> [Exercise directions]:
Every line below that holds "WaggleDanceServerException" must be copied.

> [Data provided]:
========

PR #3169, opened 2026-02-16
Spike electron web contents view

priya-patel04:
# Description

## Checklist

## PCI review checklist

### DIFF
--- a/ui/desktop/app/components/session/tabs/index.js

========

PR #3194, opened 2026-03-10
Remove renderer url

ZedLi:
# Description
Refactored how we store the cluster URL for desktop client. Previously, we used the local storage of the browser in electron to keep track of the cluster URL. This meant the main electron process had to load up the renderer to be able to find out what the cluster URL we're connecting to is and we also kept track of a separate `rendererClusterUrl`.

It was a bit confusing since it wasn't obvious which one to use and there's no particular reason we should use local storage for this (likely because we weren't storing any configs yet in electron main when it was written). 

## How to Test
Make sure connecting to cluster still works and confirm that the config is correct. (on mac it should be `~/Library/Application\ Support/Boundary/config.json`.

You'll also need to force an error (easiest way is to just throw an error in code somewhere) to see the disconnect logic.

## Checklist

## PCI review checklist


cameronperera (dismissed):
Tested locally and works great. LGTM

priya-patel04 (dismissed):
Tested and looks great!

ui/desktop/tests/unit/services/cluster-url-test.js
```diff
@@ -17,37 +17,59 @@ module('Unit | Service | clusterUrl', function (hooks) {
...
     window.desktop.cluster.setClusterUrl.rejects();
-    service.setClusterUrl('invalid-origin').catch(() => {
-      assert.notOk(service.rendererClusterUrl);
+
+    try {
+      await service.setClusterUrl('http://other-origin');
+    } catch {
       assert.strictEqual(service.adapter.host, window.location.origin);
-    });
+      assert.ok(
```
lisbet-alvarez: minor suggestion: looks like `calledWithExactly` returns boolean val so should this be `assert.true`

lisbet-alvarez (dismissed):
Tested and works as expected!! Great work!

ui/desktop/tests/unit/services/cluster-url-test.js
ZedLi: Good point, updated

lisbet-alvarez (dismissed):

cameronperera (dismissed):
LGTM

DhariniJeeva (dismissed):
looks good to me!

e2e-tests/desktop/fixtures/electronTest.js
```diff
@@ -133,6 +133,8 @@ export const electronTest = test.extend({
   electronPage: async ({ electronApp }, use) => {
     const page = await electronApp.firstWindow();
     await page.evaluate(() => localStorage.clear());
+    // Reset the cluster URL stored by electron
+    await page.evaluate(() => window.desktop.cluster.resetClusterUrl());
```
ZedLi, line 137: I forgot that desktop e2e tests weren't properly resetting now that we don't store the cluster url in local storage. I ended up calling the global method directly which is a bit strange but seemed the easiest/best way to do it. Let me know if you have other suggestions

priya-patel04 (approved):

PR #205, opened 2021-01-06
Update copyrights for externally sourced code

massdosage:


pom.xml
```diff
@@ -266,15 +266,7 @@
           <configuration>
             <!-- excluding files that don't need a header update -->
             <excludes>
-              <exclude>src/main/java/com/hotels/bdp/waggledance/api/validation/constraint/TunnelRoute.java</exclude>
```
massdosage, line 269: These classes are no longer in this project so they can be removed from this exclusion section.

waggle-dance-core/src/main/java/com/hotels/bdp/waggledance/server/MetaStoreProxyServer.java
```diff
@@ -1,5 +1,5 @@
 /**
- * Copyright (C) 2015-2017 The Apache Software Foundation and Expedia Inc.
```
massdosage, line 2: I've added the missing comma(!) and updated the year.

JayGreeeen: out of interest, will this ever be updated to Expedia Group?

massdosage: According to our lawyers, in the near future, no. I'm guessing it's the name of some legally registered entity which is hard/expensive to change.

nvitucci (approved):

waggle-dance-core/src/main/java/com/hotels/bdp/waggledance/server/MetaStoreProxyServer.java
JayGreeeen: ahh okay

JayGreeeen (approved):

========

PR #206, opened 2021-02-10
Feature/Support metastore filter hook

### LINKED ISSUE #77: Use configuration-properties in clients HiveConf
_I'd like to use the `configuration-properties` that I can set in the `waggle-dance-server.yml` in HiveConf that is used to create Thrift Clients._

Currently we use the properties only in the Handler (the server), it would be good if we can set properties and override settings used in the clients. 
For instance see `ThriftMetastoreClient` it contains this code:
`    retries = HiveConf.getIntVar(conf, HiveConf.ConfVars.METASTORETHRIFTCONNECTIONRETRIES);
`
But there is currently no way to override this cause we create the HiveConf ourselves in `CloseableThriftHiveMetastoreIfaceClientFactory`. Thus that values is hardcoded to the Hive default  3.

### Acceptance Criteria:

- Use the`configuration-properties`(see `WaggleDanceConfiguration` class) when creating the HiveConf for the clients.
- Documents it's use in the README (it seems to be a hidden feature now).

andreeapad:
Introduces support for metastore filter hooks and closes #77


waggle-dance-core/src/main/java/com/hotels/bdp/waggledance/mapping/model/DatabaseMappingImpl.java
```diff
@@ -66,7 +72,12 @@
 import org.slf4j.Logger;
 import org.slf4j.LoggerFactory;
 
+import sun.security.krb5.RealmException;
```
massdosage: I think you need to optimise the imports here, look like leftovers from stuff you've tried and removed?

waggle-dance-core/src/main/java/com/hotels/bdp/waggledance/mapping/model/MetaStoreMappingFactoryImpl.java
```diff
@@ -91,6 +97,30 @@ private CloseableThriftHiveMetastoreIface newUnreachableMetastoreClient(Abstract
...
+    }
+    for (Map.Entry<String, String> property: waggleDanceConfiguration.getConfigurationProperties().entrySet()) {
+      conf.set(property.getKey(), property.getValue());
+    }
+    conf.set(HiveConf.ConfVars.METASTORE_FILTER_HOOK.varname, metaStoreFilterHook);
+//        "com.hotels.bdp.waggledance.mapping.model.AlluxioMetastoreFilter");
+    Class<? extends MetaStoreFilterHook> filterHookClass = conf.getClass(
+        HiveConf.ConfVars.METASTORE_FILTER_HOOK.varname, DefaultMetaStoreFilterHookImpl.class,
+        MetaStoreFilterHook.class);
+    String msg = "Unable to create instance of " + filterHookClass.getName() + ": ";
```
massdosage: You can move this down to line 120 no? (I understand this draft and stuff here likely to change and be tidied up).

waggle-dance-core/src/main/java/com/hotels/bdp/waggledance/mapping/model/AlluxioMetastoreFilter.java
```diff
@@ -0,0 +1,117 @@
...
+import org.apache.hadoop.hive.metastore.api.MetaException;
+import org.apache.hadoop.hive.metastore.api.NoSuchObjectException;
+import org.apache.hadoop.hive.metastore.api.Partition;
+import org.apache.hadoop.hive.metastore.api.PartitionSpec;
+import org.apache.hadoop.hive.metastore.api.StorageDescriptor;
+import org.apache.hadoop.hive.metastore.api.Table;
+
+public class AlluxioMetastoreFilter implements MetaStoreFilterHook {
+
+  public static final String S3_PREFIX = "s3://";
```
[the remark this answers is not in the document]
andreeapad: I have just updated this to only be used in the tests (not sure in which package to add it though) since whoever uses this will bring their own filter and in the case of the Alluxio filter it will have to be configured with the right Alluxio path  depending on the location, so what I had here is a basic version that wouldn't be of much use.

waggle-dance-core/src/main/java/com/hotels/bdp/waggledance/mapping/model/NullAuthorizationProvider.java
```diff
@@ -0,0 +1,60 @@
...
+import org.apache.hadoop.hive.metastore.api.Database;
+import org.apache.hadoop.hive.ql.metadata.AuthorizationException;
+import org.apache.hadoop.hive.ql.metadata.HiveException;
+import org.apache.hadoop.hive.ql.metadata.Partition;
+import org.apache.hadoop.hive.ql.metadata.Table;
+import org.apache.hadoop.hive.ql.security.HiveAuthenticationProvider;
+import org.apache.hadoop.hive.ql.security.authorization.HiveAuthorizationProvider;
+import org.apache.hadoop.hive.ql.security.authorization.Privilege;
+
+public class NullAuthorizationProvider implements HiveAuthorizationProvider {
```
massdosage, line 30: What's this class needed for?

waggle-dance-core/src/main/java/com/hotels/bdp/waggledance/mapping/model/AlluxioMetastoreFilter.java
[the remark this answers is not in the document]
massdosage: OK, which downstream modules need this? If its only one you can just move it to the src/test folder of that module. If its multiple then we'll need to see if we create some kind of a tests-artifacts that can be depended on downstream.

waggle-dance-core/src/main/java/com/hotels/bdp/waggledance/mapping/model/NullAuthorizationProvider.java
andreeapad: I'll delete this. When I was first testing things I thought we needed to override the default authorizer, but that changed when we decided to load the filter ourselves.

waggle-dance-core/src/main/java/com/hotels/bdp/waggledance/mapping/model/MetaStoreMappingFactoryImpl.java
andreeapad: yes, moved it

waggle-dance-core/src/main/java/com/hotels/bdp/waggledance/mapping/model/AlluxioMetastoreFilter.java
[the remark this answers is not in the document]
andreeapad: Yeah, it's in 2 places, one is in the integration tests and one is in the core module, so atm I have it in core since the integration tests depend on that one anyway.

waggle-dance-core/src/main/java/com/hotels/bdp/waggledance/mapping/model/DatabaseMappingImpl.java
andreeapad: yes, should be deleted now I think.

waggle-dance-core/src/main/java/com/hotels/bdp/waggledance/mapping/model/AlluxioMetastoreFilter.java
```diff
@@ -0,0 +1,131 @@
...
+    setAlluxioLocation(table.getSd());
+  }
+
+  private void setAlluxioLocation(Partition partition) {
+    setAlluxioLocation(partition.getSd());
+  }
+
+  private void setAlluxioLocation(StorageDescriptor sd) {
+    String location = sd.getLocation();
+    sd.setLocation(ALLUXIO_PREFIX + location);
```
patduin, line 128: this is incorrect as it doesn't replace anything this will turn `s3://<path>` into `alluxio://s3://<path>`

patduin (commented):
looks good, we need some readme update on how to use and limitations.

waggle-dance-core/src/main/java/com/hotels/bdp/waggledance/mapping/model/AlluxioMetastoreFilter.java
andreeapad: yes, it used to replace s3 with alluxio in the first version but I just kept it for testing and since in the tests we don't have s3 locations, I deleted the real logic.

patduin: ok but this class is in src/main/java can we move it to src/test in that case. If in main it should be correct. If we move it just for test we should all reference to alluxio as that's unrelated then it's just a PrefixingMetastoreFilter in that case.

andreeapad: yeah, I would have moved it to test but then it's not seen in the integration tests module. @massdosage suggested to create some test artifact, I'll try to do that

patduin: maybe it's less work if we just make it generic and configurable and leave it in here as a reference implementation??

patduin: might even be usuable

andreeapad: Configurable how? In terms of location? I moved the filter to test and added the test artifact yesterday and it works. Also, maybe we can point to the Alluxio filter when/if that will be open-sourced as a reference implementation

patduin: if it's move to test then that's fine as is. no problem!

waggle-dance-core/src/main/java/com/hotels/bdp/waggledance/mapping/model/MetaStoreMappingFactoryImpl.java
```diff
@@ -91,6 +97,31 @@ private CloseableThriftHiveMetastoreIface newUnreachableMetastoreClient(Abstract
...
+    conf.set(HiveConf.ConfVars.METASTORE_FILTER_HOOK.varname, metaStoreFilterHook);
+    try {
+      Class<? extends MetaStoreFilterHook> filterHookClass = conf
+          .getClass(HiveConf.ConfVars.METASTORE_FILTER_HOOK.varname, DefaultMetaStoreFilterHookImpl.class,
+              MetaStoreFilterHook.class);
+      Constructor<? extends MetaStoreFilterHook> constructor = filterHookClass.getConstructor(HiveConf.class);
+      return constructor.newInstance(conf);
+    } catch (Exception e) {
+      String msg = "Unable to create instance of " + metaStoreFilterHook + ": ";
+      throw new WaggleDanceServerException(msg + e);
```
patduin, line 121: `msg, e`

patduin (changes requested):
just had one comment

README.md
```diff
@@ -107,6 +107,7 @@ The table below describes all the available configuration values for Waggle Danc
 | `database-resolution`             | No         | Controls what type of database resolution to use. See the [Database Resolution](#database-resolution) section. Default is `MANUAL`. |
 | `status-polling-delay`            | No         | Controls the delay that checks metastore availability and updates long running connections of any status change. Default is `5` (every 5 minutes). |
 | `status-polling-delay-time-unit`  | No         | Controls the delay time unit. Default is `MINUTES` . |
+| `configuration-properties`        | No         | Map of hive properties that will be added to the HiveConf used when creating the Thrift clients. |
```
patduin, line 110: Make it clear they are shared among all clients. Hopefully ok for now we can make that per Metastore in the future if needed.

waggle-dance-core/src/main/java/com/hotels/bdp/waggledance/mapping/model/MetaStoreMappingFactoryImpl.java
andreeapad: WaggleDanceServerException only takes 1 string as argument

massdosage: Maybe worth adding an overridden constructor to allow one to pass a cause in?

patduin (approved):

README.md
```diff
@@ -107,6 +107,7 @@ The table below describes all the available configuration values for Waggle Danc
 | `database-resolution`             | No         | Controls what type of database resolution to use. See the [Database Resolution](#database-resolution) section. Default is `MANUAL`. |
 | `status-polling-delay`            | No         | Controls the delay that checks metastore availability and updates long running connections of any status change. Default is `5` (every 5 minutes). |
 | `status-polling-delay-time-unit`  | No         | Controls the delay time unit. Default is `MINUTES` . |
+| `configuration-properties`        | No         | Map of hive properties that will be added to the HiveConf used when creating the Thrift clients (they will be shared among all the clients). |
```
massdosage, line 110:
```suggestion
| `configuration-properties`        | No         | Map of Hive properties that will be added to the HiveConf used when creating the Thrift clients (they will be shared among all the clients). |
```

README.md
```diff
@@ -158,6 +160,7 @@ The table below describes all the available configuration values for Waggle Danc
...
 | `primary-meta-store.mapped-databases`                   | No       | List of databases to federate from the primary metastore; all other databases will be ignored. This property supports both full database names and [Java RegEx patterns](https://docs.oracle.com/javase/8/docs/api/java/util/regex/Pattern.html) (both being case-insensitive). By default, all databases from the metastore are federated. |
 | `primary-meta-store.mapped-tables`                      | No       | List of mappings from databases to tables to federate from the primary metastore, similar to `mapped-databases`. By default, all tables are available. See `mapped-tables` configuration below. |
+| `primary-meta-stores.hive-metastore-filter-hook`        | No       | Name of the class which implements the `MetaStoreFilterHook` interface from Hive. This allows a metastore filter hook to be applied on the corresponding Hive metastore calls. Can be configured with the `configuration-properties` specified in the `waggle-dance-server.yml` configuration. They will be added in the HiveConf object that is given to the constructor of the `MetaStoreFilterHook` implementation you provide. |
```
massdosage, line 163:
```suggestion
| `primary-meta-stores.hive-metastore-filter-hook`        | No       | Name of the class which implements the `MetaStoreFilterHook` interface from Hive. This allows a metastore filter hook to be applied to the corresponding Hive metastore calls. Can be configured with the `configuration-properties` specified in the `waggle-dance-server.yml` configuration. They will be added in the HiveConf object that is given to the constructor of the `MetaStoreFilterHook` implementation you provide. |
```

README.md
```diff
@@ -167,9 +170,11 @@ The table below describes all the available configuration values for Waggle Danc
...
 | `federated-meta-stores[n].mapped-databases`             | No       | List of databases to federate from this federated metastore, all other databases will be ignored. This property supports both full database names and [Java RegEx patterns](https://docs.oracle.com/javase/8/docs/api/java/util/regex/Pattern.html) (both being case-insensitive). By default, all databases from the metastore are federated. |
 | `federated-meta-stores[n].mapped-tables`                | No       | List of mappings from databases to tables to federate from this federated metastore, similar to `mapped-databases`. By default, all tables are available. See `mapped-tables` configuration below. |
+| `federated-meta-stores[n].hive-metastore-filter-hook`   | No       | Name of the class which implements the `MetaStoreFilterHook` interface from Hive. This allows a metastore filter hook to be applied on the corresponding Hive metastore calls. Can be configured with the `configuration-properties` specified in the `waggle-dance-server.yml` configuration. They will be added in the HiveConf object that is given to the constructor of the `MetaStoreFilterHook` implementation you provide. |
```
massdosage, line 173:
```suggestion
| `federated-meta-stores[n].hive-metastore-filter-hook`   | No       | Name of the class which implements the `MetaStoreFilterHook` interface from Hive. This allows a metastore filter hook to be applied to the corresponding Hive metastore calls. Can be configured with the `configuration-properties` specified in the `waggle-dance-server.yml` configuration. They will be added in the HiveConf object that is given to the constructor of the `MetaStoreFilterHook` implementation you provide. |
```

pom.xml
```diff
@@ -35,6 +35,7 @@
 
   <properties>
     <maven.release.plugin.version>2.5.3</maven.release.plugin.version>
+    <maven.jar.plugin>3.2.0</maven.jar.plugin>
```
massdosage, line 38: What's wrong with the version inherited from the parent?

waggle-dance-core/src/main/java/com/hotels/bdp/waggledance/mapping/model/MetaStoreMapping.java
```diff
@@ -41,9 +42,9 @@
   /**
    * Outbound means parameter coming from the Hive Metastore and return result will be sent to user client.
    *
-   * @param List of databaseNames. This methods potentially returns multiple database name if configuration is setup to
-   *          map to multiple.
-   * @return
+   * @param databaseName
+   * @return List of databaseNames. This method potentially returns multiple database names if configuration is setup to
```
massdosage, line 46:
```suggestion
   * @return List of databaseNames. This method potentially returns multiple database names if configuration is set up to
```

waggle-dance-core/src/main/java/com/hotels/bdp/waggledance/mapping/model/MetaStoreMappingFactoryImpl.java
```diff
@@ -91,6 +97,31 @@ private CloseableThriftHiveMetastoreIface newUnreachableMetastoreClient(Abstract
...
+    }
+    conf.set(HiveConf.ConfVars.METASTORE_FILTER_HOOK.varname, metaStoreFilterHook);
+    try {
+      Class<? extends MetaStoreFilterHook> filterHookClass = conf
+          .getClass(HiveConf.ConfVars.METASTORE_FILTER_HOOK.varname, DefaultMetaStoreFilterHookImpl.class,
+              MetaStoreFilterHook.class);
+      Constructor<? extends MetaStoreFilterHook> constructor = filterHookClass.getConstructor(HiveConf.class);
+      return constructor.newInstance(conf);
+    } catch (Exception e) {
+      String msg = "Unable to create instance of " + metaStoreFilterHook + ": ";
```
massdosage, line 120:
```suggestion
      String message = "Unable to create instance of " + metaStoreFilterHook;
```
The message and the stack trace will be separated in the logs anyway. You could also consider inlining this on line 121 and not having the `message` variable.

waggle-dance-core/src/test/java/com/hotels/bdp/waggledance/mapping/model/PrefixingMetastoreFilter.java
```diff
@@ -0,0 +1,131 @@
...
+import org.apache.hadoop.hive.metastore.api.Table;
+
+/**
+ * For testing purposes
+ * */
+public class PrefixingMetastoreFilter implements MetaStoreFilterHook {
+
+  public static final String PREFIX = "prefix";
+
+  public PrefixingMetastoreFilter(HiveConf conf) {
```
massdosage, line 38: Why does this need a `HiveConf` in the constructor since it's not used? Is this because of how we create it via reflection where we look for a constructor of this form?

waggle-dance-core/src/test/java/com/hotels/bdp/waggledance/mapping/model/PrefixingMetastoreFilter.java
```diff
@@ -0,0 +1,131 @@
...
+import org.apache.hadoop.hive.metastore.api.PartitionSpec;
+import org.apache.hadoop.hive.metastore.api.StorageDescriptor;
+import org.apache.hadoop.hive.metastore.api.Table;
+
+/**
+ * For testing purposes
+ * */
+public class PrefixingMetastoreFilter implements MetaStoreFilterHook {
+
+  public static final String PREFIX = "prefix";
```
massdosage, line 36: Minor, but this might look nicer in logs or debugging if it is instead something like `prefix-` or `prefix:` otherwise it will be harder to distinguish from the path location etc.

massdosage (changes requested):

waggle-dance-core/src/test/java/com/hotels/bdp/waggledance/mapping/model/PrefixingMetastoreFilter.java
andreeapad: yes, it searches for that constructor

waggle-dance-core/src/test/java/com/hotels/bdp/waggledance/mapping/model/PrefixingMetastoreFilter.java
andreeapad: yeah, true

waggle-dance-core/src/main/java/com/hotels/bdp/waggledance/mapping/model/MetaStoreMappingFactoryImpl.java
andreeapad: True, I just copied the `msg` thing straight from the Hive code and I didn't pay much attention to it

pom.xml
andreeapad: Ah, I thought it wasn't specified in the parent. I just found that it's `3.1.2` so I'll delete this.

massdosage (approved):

========

> [Written response]:
+      throw new WaggleDanceServerException(msg + e);
andreeapad: WaggleDanceServerException only takes 1 string as argument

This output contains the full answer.